------ Source material ------
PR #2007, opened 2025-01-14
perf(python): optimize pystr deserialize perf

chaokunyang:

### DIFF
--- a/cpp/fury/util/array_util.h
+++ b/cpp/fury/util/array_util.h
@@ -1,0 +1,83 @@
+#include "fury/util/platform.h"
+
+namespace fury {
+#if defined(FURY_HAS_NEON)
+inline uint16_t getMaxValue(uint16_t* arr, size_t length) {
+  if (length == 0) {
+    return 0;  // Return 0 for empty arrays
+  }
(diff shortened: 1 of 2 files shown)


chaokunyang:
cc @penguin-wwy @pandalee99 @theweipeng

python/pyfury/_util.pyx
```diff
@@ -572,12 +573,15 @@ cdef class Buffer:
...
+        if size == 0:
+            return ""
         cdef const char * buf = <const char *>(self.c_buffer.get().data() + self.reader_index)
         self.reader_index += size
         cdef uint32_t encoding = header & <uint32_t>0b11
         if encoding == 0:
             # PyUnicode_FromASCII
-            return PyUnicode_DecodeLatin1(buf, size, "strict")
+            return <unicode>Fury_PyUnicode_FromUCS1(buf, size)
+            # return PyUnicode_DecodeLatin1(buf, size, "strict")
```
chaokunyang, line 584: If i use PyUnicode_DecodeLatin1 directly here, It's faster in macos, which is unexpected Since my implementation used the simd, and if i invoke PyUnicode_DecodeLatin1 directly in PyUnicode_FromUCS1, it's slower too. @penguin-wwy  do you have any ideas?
------
_Your assignment_
Return what is listed above, exactly and completely.

_Answer to this problem_
PR #2007, opened 2025-01-14
perf(python): optimize pystr deserialize perf

chaokunyang:

### DIFF
--- a/cpp/fury/util/array_util.h
+++ b/cpp/fury/util/array_util.h
@@ -1,0 +1,83 @@
+#include "fury/util/platform.h"
+
+namespace fury {
+#if defined(FURY_HAS_NEON)
+inline uint16_t getMaxValue(uint16_t* arr, size_t length) {
+  if (length == 0) {
+    return 0;  // Return 0 for empty arrays
+  }
(diff shortened: 1 of 2 files shown)


chaokunyang:
cc @penguin-wwy @pandalee99 @theweipeng

python/pyfury/_util.pyx
```diff
@@ -572,12 +573,15 @@ cdef class Buffer:
...
+        if size == 0:
+            return ""
         cdef const char * buf = <const char *>(self.c_buffer.get().data() + self.reader_index)
         self.reader_index += size
         cdef uint32_t encoding = header & <uint32_t>0b11
         if encoding == 0:
             # PyUnicode_FromASCII
-            return PyUnicode_DecodeLatin1(buf, size, "strict")
+            return <unicode>Fury_PyUnicode_FromUCS1(buf, size)
+            # return PyUnicode_DecodeLatin1(buf, size, "strict")
```
chaokunyang, line 584: If i use PyUnicode_DecodeLatin1 directly here, It's faster in macos, which is unexpected Since my implementation used the simd, and if i invoke PyUnicode_DecodeLatin1 directly in PyUnicode_FromUCS1, it's slower too. @penguin-wwy  do you have any ideas?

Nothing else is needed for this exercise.